Bulbothrix meizospora is a species of foliose lichen in the family Parmeliaceae. It is found in Africa, Asia, and South America, where it grows on tree bark.

==Taxonomy==
The lichen was first formally described by Finnish lichenologist William Nylander in 1860 as Parmelia tiliacea var. meizospora ; he later transferred it to the genus Parmelia and promoted it to full species status in 1869. In 1974 Mason Hale transferred the group of species called Parmelia series Bicornutae to the genus Bulbothrix, including Bulbothrix meizospora. The type was collected in the Nilgiri Mountains in India.

According to Michel Navarro Benatti, who wrote a 2012 review on the Bulbothrix species with medullary salazinic acid, Bulbothrix vainioi is a synonym of Bulbothrix meizospora. Found in Brazil, B. vainioi was created to hold specimens with ascospores over 12 μm long that were included by Hale provisionally in Bulbothrix sensibilis. However, as Benatti explained, this spore size is well within the range reported for B. meizospora, and both of the taxa are morphologically and chemically identical (as determined with lichen spot tests).

==Description==
Bulbothrix meizospora has a greenish-grey thallus measuring 2.5–9 cm wide. The thallus comprises small, tightly attached (adnate) and irregularly branched lobes that are 2–4 mm wide. Reproductive structures such as pustules, soredia, and isidia are absent from the thallus. The medulla is white, while the lower thallus surface is dull, black, wrinkled, and papillate (covered with small protuberances), with a dark brown margin that measures 0.1–3 mm wide. Some of the lobes have simple (unbranched) black rhizines on the margins, while others have a rhizine-free border.

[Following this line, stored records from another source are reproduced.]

Issue #924, opened 2023-09-29
Check the namespace provided to Redis doesn not include ":"


markNZed:
**Describe the bug**
I had prefixed a namespace like "something:somethingelse" and the Redis iterator was returning the key and including the namespace. I am not sure if this is a bug (should keyv support `:` in the namespace) or a limitation on Redis and an assertion/error might help.

**How To Reproduce (best to provide workable code or tests!)**

jaredwray:
@markNZed - can you provide a unit test example on how to reproduce?

markNZed:
I can have a go at it. Do you want a PR with a test added to https://github.com/jaredwray/keyv/blob/main/packages/test-suite/src/iterator.ts ?

jaredwray:
That would be great. Let me know if you have any questions.

markNZed:
I like that you have the docker environment to run the tests. I had issues with node/yarn on the server (normally I'm running from inside a docker container on that machine). I wonder whether the yarn/node requirement could be removed so we only need docker and then run the tests inside a docker container. It is not so obvous for an inexperienced dev like me to understand how to modify the test-suite and rerun it in a particular context e.g. redis. Basically I needed to modify the source in packages/test-suit then run yarn build then run yarn test in packages/redis. it is hard to know how much explanation should be provided, I am not familiar with TS or Yarn but I guess most people who would do a PR would b familiar with those tools. https://github.com/jaredwray/keyv/pull/926

jaredwray:
```

	test.serial(
		'iterator() handles : in keys X',
		async t => {
			const keyvStore = store();

			const keyv1 = new Keyv({store: keyvStore, namespace: 'keyv1:testv1'});
			const map1 = new Map(
				Array.from({length: 5})
					.fill(0)
					.map((_x, i) => [String(i) + ":" +	String(i), String(i + 10)]),
			);
			const toResolve = [];
			for (const [key, value] of map1) {
				toResolve.push(keyv1.set(key, value));
			}

			await Promise.all(toResolve);

			t.plan(map1.size);
			for await (const [key, value] of keyv1.iterator()) {
			 	console.log("key", key, "value", value);
				const doesKeyExist = map1.has(key);
				const isValueSame = map1.get(key) === value;
				t.true(doesKeyExist && isValueSame);
			}
		},
	);

};
```

jaredwray:
[...]

PR #926, opened 2023-10-05
namespace with : causing problem with iterator

markNZed:
- [X] Followed the [Contributing](https://github.com/jaredwray/keyv/blob/main/CONTRIBUTING.md) guidelines.
- [X] Tests for the changes have been added (for bug fixes/features) with 100% code coverage.
- [X] Docs have been added / updated (for bug fixes / features)

This adds a failing test that shows how ':' in the namespace causes the Redis iterator to fail.

There is some dumping to the console to see the issue (this is from running the test in the @keyv/redis package):
```
key testv1:3:3 value 13
  ✘ [fail]: test › iterator() handles : in keys X
key testv1:2:2 value 12
key testv1:4:4 value 14
key testv1:1:1 value 11
key testv1:0:0 value 10
```

This is in response to the issue https://github.com/jaredwray/keyv/issues/924

### DIFF
--- a/packages/test-suite/src/iterator.ts
+++ b/packages/test-suite/src/iterator.ts
@@ -102,6 +102,35 @@ const keyvIteratorTests = (test: TestFn, Keyv: typeof KeyvModule, store: KeyvSto
 			t.is(entry.value, undefined);
 		},
 	);
+
+	test.serial(
+		'iterator() handles : in keys X',
+		async t => {
+			const keyvStore = store();
+
+			const keyv1 = new Keyv({store: keyvStore, namespace: 'keyv1:testv1'});
+			const map1 = new Map(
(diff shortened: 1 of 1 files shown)


jaredwray:
@markNZed - I am wondering if we should hold off on this fix as there are plans to make namespace a function in the next 3-4 months. Thoughts?

markNZed:
All I provided in the PR is the test case, not a fix. Maybe that is not what is intended for PR ? I agree that it makes sense to wait for the planned changes rather than fixing code that will be replaced. Still I would add this test. Maybe just leave the PR open and copy the test when the new code is available?

jaredwray:
@markNZed - will close this out as the pull request is used to fix any issues. Will move your code example to the issues as we can look at it there.

PR #1173, opened 2024-10-24
fix: preDelete hook not called when a single key is deleted

ugo-studio:
I was using the package and noticed that preDelete is not called, and postDelete doesn't return the keys that where deleted.
I just added proper calling of the hooks


jaredwray:
@ugo-studio - thanks so much for submitting this PR! We should have this published in the next week or two!

Issue #1222, opened 2024-12-02
Ambiguous behavior of `clear` method with no namespace in Redis adapter


mahdavipanah:
**Description**
When reading through the test cases for the Redis adapter I came across this test case (on [this](https://github.com/jaredwray/keyv/blob/4e59d1c5cd65b505b9a38dc7b20e6c8a4f7b9264/packages/redis/test/test.ts#L265) line) that says:

```typescript
test('should clear with no namespace but not the namespace ones', async () => {
    const keyvRedis = new KeyvRedis();
    const client = await keyvRedis.getClient() as RedisClientType;
    await client.flushDb();
    keyvRedis.namespace = 'ns1';
    await keyvRedis.set('foo91', 'bar');
    keyvRedis.namespace = undefined;
    await keyvRedis.set('foo912', 'bar2');
    await keyvRedis.set('foo913', 'bar3');
    await keyvRedis.clear();
    keyvRedis.namespace = 'ns1';
    const value = await keyvRedis.get('foo91');
    expect(value).toBe('bar');
    await keyvRedis.disconnect();
});
```
which matches the implementation meaning that if the namespace is not set the `clear` method will not remove any keys with the `keyPrefixSeparator` in it. This looks very surprising as it's not mentioned anywhere in the README. Actually, there is this description in the README that to me indicates a totally different behavior, which is that the `clear` method will remove **all keys** if no namespace is set:
 
> **clear** - Clear all keys. If the namespace is set it will only clear keys with that namespace.

**Proposal**
Options:
1. Change the behavior of the `clear` method so it removes all keys (basically a `FLUSHDB`) when no namespace is set
2. Update the README file so it makes this behavior very clear

I am in favor of _option 1_ for these reasons:
1. It is more intuitive to think that when no namespace is set, all the defined keys in the DB are in the space of the Keyv instance
2. It makes the clear method useful in certain production situations, but currently due to its logic it's very risky to use it in production

jaredwray:
@mahdavipanah - the issue that we have is the lack of native namespace support in redis without using something like Redis Sets which causes major performance issues. I see both scenarios that we should support:

* if you are using multiple namespaces but then switch to undefined it should only clear the keys that are not appended with a namespace -- this is currently supported but the documentation needs to be updated. 
* if you want to do a complete clear (`flushDb()`) by setting the namespace to `undefined` then we should add in a option such as `flushDbOnClear` which you can set it and the namespace is `undefined` it will do a full clear. 

[...]

PR #1243, opened 2024-12-10
feat: add noNamespaceAffectsAll option

mahdavipanah:

**What kind of change does this PR introduce?**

The apothecia are cup-shaped, measuring 1–6 mm in diameter with a smooth margin and a brown disc. Ascospores are ellipsoid to ovoid in shape, and typically measure 12–14 by 8–10 μm. Secondary compounds produced by Bulbothrix meizospora include atranorin and chloratranorin in the cortex, and consalazinic acid and salazinic acid in the medulla.

==Habitat and distribution==
In Asia, Bulbothrix meizospora is found in India, Thailand, Pakistan, and Nepal. In Africa, it has been recorded from Cameroon, Kenya, Malawi, and Tanzania. In South America, it is known from Brazil (originally reported as Bulbothrix vainioi).